━━━━━ Data for processing

PR #3261, opened 2026-08-21
[BUG FIX] Recover a usable inertia for URDF links stating a zero mass or inertia.

Milotrince:
## Description

A URDF link with `<inertia ixx="0" ... izz="0"/>` reaches the solver with an isotropic inertia of `2**-52` kg.m2. `genesis-world` catches it but does not apply the fix:

```
[WARNING] Link 'yellow_plastic_bowl' has dubious inertia [ixx=2.220e-16,iyy=2.220e-16,izz=2.220e-16] 
                  compared to the estimate from geometry [ixx=1.125e-04,iyy=1.993e-04,izz=1.125e-04].
```

- `genesis/utils/mjcf.py` passes boundmass and boundinertia to MuJoCo whenever any link in the URDF is missing <inertial>, MuJoCo then clamps it to 2.22e-16
- genesis/engine/entities/rigid_entity/rigid_entity.py tests for degeneracy, but since 2.22e-16 is positive, the repaired value is not used.

The other assets which are .glb/.gltf do not go through the MuJoCo parser. Also, when `merge_fixed_links=True`, no `bound*` is passed, so MuJoCo returns 0 for mass and so the repaired value is used, so the error happens when the URDF is combined with `merge_fixed_links=False`.

Three degenerate authored inertials are now recovered from the geometry:

- **A stated zero inertia.** The `boundmass` / `boundinertia` placeholder is discarded per link rather than only for links with no `<inertial>` at all, so the stated zero survives to the degeneracy check. An authored center of mass is kept, since the geometry only describes how the mass is laid out.
- **A stated zero inertia on a fixed-jointed child.** A fixed link is subsumed into its parent's composite, which its own inertia contributes to, so it is recovered too whenever it has geometry to derive one from. Its stated mass is honored however far it sits from what the geometry alone would weigh.
- **A stated zero mass.** Rescaling the recovered inertia to a zero mass annihilates the tensor, leaving the link at `gs.EPS` with no inertia at all, which drives the constraint solve to NaN. A non-positive mass is therefore treated as undefined and comes from the geometry too - but only where no rigidly-attached (fixed-joint) child carries any, since a stated zero above a mass-bearing child is the massless-connector idiom rather than an omission, and the composite is finite without it.

## Motivation and Context

genesis-world should catch these degenerate inertia cases.

## Checklist:

Related to SIM-373

### DIFF
--- a/genesis/engine/entities/rigid_entity/rigid_entity.py
+++ b/genesis/engine/entities/rigid_entity/rigid_entity.py
@@ -21,7 +21,6 @@ from .description import (
     RigidEqualityDescription,
     RigidLinkDescription,
 )
-from .inertial import MASS_EPS, RHO_MUJOCO, RHO_OBJECT, RHO_ROBOT, compose_inertial_from_g_infos, finalize_inertial
 from .rigid_equality import RigidEquality
 from .rigid_geom import RigidGeom
 from .rigid_joint import RigidJoint
@@ -408,37 +407,12 @@ class KinematicEntity(Entity):
         # links of other trees declared in the same file keep their own root, as do the fixed flag and invweight.
         for link in self._solver.links:
             if link.root_idx == base_link.idx:
-                was_fixed = link.is_fixed
                 link._root_idx = parent_link.root_idx
                 link._is_fixed &= parent_link.is_fixed
 
                 # The attach moves this link into another kinematic tree, so its old tree's inverse weight no longer
                 # applies. The sentinel makes the solver recompute it during its refresh.
                 link.desc.invweight = np.full((2,), fill_value=-1.0, dtype=gs.np_float)
-
-                # Inertial resolution skips the geometry estimate for a world-carried link, so a link that starts
-                # moving recomputes it from its geoms at the entity's simulated density. Values the asset states
-                # still win over the estimate.
-                if was_fixed and not link.is_fixed and isinstance(link.desc, RigidLinkDescription):
-                    desc = link.desc
-                    # An entity attached beneath this one shares its root, so the density comes from the link's own
-                    # entity rather than from this one.
-                    rho = link.entity.material.rho
-                    if rho is None:
-                        if self._solver._enable_mujoco_compatibility:
-                            rho = RHO_MUJOCO
-                        else:
-                            rho = RHO_ROBOT if desc.is_robot else RHO_OBJECT
-
-                    # A geom description holds the fields a parse states it with, so one composition serves either.
-                    hint = compose_inertial_from_g_infos([vars(g_desc) for g_desc in (desc.geoms or desc.vgeoms)], rho)
-                    stated_mass = desc.mass if desc.mass > MASS_EPS else None
-                    stated_inertia = desc.inertia if desc.inertia is not None and desc.inertia.any() else None
-                    stated_com = desc.inertial_pos if stated_inertia is not None else None
-                    stated_quat = desc.inertial_quat if stated_inertia is not None else None
-                    desc.mass, desc.inertial_pos, desc.inertial_quat, desc.inertia = finalize_inertial(
-                        stated_mass, stated_com, stated_quat, stated_inertia, *hint
-                    )
 
         # Apply the explicit mounting transform. Forward kinematics interprets the base link's local pose relative to
         # its (new) parent link, so overwriting it here mounts the entity at (pos, quat) in the parent link frame.
--- a/genesis/utils/mjcf.py
+++ b/genesis/utils/mjcf.py
@@ -230,13 +230,23 @@ def build_model(
 
             # Special treatment for URDF
             if is_urdf_file:
-                # Discard placeholder inertias that were used to avoid parsing failure
+                # Restore the authored mass and inertia over the 'boundmass' / 'boundinertia' placeholder applied
+                # above, so a stated zero survives to the degeneracy check that recovers it from the geometry (see
+                # 'KinematicEntity._parse_scene').
                 for link in robot.links:
-                    if link.inertial is None:
-                        body = mj.body(link.name)
+                    inertial = link.inertial
+                    mass = (inertial.mass or 0.0) if inertial is not None else 0.0
+                    is_inertia_defined = inertial is not None and np.linalg.norm(inertial.inertia, np.inf) > 0.0
+                    if mass > 0.0 and is_inertia_defined:
+                        continue
+                    body = mj.body(link.name)
+                    body.mass[:] = mass
+                    # An inertia that was authored at all is kept, so that a malformed one is still reported.
+                    if not is_inertia_defined:
                         body.inertia[:] = 0.0
-                        body.mass[:] = 0.0
-                        body.invweight0[:] = 0.0
+                    # The inverse weight is derived from the compiled mass and inertia, so it goes stale as soon as
+                    # either of them is replaced here.
+                    body.invweight0[:] = 0.0
 
                 # Set default constraint solver time constant
                 mj.jnt_solref[:, 0] = MIN_TIMECONST
--- a/genesis/utils/mjcf.py
+++ b/genesis/utils/mjcf.py
@@ -207,12 +207,12 @@ def build_model(
                 autolimits="true",
             )
 
-            # Bound mass and inertia if necessary
-            if not all(link.inertial is not None for link in robot.links):
-                compiler.attrib |= dict(
-                    boundmass=str(MIN_TIMECONST),
-                    boundinertia=str(MIN_TIMECONST),
-                )
+            # MuJoCo rejects a moving body whose mass or inertia is below 'mjMINVAL'. Bounding both at that value keeps
+            # a zero or missing inertial compilable, and the placeholder is discarded below.
+            compiler.attrib |= dict(
+                boundmass=str(mujoco.mjMINVAL),
+                boundinertia=str(mujoco.mjMINVAL),
+            )
 
             # Resolve relative mesh paths
             for elem in root.findall(".//mesh"):
@@ -230,9 +230,7 @@ def build_model(
 
             # Special treatment for URDF
             if is_urdf_file:
-                # Restore the authored mass and inertia over the 'boundmass' / 'boundinertia' placeholder applied
-                # above, so a stated zero survives to the degeneracy check that recovers it from the geometry (see
-                # 'KinematicEntity._parse_scene').
+                # Discard placeholder inertias that were used to avoid parsing failure
                 for link in robot.links:
                     inertial = link.inertial
                     mass = (inertial.mass or 0.0) if inertial is not None else 0.0
@@ -241,11 +239,10 @@ def build_model(
                         continue
                     body = mj.body(link.name)
                     body.mass[:] = mass
-                    # An inertia that was authored at all is kept, so that a malformed one is still reported.
+                    # Keep non-zero authored inertia with invalid diagonal so the consistency check reports it
                     if not is_inertia_defined:
                         body.inertia[:] = 0.0
-                    # The inverse weight is derived from the compiled mass and inertia, so it goes stale as soon as
-                    # either of them is replaced here.
+                    # invweight0 derives from placeholder mass and inertia; zero triggers recomputation
                     body.invweight0[:] = 0.0
 
                 # Set default constraint solver time constant
--- a/tests/parsers/test_usd.py
+++ b/tests/parsers/test_usd.py
@@ -143,8 +143,8 @@ def test_massapi_invalid_defaults_mjcf_vs_usd(asset_tmp_path, scale):
     # principalAxes (0, 0, 0, 0), diagonalInertia (0, 0, 0), mass (0) - that must be treated as unset and
     # recomputed from geometry, matching an MJCF scene without inertial element. Leaving only 'centerOfMass' at
     # its sentinel keeps the authored mass and inertia and places the center of mass at the link frame, matching an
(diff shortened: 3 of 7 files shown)


Milotrince:
@codex review

Milotrince:
@codex review

Milotrince:
@codex review

genesis/engine/entities/rigid_entity/rigid_entity.py
```diff
@@ -859,7 +861,20 @@ def _parse_scene(self, morph, surface):
...
+            # A zero mass stands unless it would leave the link singular, which only a moving link with no mass
+            # anywhere in its rigidly-attached (fixed-joint) subtree is: any other link is carried by a composite.
+            if is_mass_degenerate and not is_fixed_link and not has_link_fixed_child_mass:
+                # Substituting the mass also silences the 'dubious mass' check, which compares against the parsed
+                # value, so the size of the correction must be reported here or it goes unmentioned entirely.
+                if link_g_infos:
+                    gs.logger.warning(
+                        f"Moving link '{l_info['name']}' states no mass and nothing rigidly attached provides any. "
+                        "Recomputing it based on geometry."
+                    )
```
duburcqa: I have no idea what this means. Moreover, why a warning instead of debug like we are doing elsewhere?

genesis/engine/entities/rigid_entity/rigid_link.py
```diff
@@ -196,23 +196,25 @@ def finalize_inertial(
...
+    info ('compose_inertial_from_g_infos' over the parsed geom infos, feeding both 'RigidLink._build' and the align
+    anchor) - the single resolution path keeps the rigid dynamics inertia and the align anchor in lockstep.
 
     With ``clamp_min_mass`` the resolved mass is floored at ``gs.EPS`` so a geometry-less moving link stays
     non-singular in the dynamics; the align stash passes ``False`` so a genuinely massless link keeps its ``0.0``
     mass and is excluded from the fixed-subtree composite (it must not inflate the composite by ``gs.EPS``).
     """
     mass, com, quat, inertia = explicit_mass, explicit_com, explicit_quat, explicit_inertia
-    if (mass or hint_mass) > MASS_EPS and hint_mass > gs.EPS and mass is not None:
+    if mass is not None and hint_mass > gs.EPS:
```
duburcqa: What happened to MASS_EPS? It is unused know? if so, it should be removed.

genesis/engine/entities/rigid_entity/rigid_entity.py
```diff
@@ -859,7 +861,20 @@ def _parse_scene(self, morph, surface):
...
+                l_info["inertial_mass"] = None
```
duburcqa: Why setting 'inertial_mass' to None if link_g_infos is empty?

genesis/engine/entities/rigid_entity/rigid_link.py
```diff
@@ -837,10 +839,6 @@ def _build(self):
                     f"Mass is not specified and collision geoms can not be found for link '{self.name}'. "
                     f"Using visual geoms to compute inertial properties."
                 )
-            if self._inertial_pos is not None and self._inertial_i is None:
-                gs.logger.warning(
-                    f"Ignoring center of mass of link '{self.name}' because inertia matrix is not specified."
-                )
```
duburcqa: Why is this not relevant anymore? It was dead code?

genesis/engine/entities/rigid_entity/rigid_link.py
```diff
@@ -196,23 +196,25 @@ def finalize_inertial(
...
 
     Explicit values are used when given; otherwise the geometry estimate is used, and an explicit mass rescales a
-    geometry-derived inertia. An omitted center of mass defaults to the link-frame origin when an explicit inertia
-    matrix is provided. The hint comes from the load-time inertial info ('compose_inertial_from_g_infos' over the
-    parsed geom infos, feeding both 'RigidLink._build' and the align anchor) - the single resolution path keeps the
-    rigid dynamics inertia and the align anchor in lockstep.
+    geometry-derived inertia to it. An omitted center of mass defaults to the link-frame origin when an explicit
+    inertia matrix is provided, and to the geometry estimate otherwise. The hint comes from the load-time inertial
+    info ('compose_inertial_from_g_infos' over the parsed geom infos, feeding both 'RigidLink._build' and the align
+    anchor) - the single resolution path keeps the rigid dynamics inertia and the align anchor in lockstep.
```
duburcqa: > The hint comes from the load-time inertial info ('compose_inertial_from_g_infos' over the parsed geom infos, feeding both 'RigidLink._build' and the align anchor) - the single resolution path keeps the rigid dynamics inertia and the align anchor in lockstep.

Please clarify the doc. Moreover, '-' is prohibited by the guidelines. Prefer short and simple plain English sentences.

genesis/utils/mjcf.py
```diff
@@ -229,13 +229,18 @@ def build_model(
...
             # Special treatment for URDF
             if is_urdf_file:
-                # Discard placeholder inertias that were used to avoid parsing failure
+                # Discard the 'boundmass' / 'boundinertia' placeholder, so a zero or missing inertial stays undefined.
                 for link in robot.links:
-                    if link.inertial is None:
-                        body = mj.body(link.name)
+                    inertial = link.inertial
+                    mass = (inertial.mass or 0.0) if inertial is not None else 0.0
+                    is_inertia_valid = inertial is not None and (np.diag(inertial.inertia) > 0.0).all()
```
duburcqa: `(np.diag(inertial.inertia) > 0.0).all()` is too restrictive. We do not want to mask invalid inertia. Just check `np.linalg.norm(inertial.inertia, np.inf) > 0.0`

duburcqa: 'is_inertia_valid' is actually 'is_inertia_placeholder' / 'is_inertia_specified' / 'is_inertia_defined'

genesis/utils/mjcf.py
```diff
@@ -229,13 +229,18 @@ def build_model(
...
+                    if mass > 0.0 and is_inertia_valid:
+                        continue
+                    body = mj.body(link.name)
+                    body.mass[:] = mass
+                    if not is_inertia_valid:
                         body.inertia[:] = 0.0
-                        body.mass[:] = 0.0
-                        body.invweight0[:] = 0.0
+                    body.invweight0[:] = 0.0
```
duburcqa, line 246: Why is this not gated by 'is_inertia_valid' anymore? 

Some code comments would be nice to explain the entire discarding logics.

tests/parsers/test_usd.py
```diff
@@ -217,6 +217,58 @@ def test_massapi_invalid_defaults_mjcf_vs_usd(asset_tmp_path, scale):
     compare_scene(mjcf_scene, usd_scene, tol=1e-5)
 
 
+@pytest.mark.required
+def test_massapi_authored_com_keeps_placement(asset_tmp_path):
```
duburcqa: There is no way to simplify a bit this unit test to check something this simple?

duburcqa: This unit test is not following the guidelines. Each unit test must validate features / capability. Not individual edge-cases. They are actually integration tests, not unit tests strictly speaking.

tests/rigid/conftest.py
```diff
@@ -453,6 +455,79 @@ def implicit_inertial_origin():
...
+    mjcf = ET.Element("mujoco", model="zero_density_marker")
+    worldbody = ET.SubElement(mjcf, "worldbody")
+    hull = ET.SubElement(worldbody, "body", name="hull")
+    ET.SubElement(hull, "freejoint")
+    ET.SubElement(hull, "geom", type="box", size="0.1 0.1 0.1")
+    marker = ET.SubElement(hull, "body", name="marker")
+    ET.SubElement(marker, "geom", type="sphere", size="0.05", density="0")
+    return ET.tostring(mjcf, encoding="unicode")
+
+
```
duburcqa, line 697: I doubt so many fixture are needed for something this simple. Please factorize the code, and try to find a single test that is a superset of smaller individual cases. As before, we are trying to pack every checks in a single, more complex, scene, instead of defining a unit test for every single minimal cases.

tests/rigid/test_asset_loading.py
```diff
@@ -256,6 +268,43 @@ def test_urdf_parsing_inertia_defaults(
...
+            merge_fixed_links=False,
+        ),
+    )
+    entity_with_zero_inertia_child = scene.add_entity(
+        morph=gs.morphs.URDF(
+            file=zero_inertia_fixed_child_urdf,
+            pos=(2.4, 0.0, 0.5),
+            merge_fixed_links=False,
+        ),
+    )
```
duburcqa: Would this be possible to have a single entity packing all these edge-cases at once?

tests/rigid/test_asset_loading.py
```diff
@@ -288,8 +337,36 @@ def test_urdf_parsing_inertia_defaults(
         tol=tol,
     )
 
-    # Resolving the center of mass to the link frame can place it outside the geometry, which stays worth reporting.
-    # Only the link whose geometry is offset qualifies; a geometry-derived center of mass never does.
```
duburcqa, line 396: Why this comment has been removed?

tests/rigid/test_asset_loading.py
```diff
@@ -288,8 +337,36 @@ def test_urdf_parsing_inertia_defaults(
...
+
+    # A fixed child's own inertia makes up its parent's composite, so a zero stated there is recovered too.
+    assert_allclose(entity_with_zero_inertia_child.get_mass(), TIP_MASS, rtol=1e-9)
+    assert_allclose(
+        np.linalg.eigvalsh(entity_with_zero_inertia_child.base_link.inertial_i) / TIP_MASS, estimate_per_mass, tol=tol
+    )
+
+    # A zero-density geom weighs nothing by design, and the hull's composite already carries the body holding it.
+    assert_allclose(entity_with_zero_density_marker.get_link("marker").inertial_mass, gs.EPS, tol=gs.EPS)
+    assert_allclose(entity_with_zero_density_marker.get_mass(), 8.0, tol=1e-5)
```
duburcqa: What about some for-loop or something? To factories these asserts whenever it is possible / makes sense.

tests/rigid/test_asset_loading.py
```diff
@@ -307,6 +384,8 @@ def test_urdf_parsing_inertia_defaults(
         scene.step()
     assert_allclose(entity_without_inertia.get_pos(), (-0.3, 0.0, -0.03), tol=1e-3)
     assert_allclose(entity_with_implicit_origin.get_pos(), (0.0, 0.0, -0.03), tol=1e-3)
+    assert_allclose(entity_with_zero_inertia.get_pos(), (0.3, 0.0, -0.03), tol=1e-3)
+    assert_allclose(entity_with_zero_mass.get_pos(), (-0.9, 0.0, -0.03), tol=1e-3)
```
duburcqa: Same, maybe some for-loop?

duburcqa: Why '1e-3' for the tolerance? It seems very bad.

Milotrince:
Two adjacent cases I hit while testing this branch against a set of URDF props. Neither is a
regression — both behave identically on stock 1.3.3 and with this PR's three source hunks applied —
so they are observations about where the fix stops, not blockers.

**A stated zero inertia is not recovered when the link is loaded fixed.**

`RigidLink._build` computes the geometry hint only for a non-fixed link:

```python
if not self._is_fixed:
    hint_mass, hint_com, hint_inertia = self.entity._links_inertial_info[...][0].hint
```

so under `morphs.URDF(..., fixed=True)` `finalize_inertial` receives `hint_mass=0` and a zero
`hint_inertia`, and since `com is None` it returns that zero hint. The repair this PR adds to
`_parse_scene` does fire — the debug line `Invalid or undefined inertia for link 'tube_rack'. Force
recomputing it based on geometry.` appears and `inertial_i` is set to `None` — there is just nothing
left to recompute from.

On a link with `<inertia ixx="0" ... izz="0"/>` and no `<origin>`:

| load | resolved principal inertia |
| --- | --- |
| `fixed=True` | `0 / 0 / 0` |
| `fixed=False` | `3.07e-04 / 9.19e-04 / 1.14e-03` |

A fixed link contributes no dynamics of its own, so this may be deliberately out of scope. The
visible consequence is that `link.inertial_i` reads back as an exact zero tensor through the API,
which is what asset tooling inspects.

**A welded child reaches the solver massless on a free base with `merge_fixed_links=False`.**

Two links joined by a fixed joint, each authoring its own `<mass>` and `<inertia>` (9.3 g body,
2.5 g cap):

| load | body | cap |
| --- | --- | --- |
| `fixed=True, merge_fixed_links=False` | 0.009300 | 0.002500 |
| `fixed=False, merge_fixed_links=False` | 0.011800 | 0.000000, zero inertia |

The composite is right, so the dynamics are right, but a per-link read sees a massless cap in the
one mode this asset's own documentation prescribes — `merge_fixed_links=False`, because an importer
that keeps only a link's first `<visual>` otherwise renders the barrel and drops the cap. The zero
here is produced by the parser rather than authored, so the massless-connector branch this PR adds
never sees it.

Measured on genesis-world 1.3.3 with this PR's `genesis/` hunks applied on top, backend `gs.cpu`,
against `Genesis-Intelligence/Digital_twin_asset` at `refs/pr/4`.

_Findings from Claude Code._

duburcqa (approved):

━━━━━━━━━━

Assigned task
Could you write out, unchanged, the line with "here is produced" and every line after it in the data above?

Response area
here is produced by the parser rather than authored, so the massless-connector branch this PR adds
never sees it.

Measured on genesis-world 1.3.3 with this PR's `genesis/` hunks applied on top, backend `gs.cpu`,
against `Genesis-Intelligence/Digital_twin_asset` at `refs/pr/4`.

_Findings from Claude Code._

duburcqa (approved):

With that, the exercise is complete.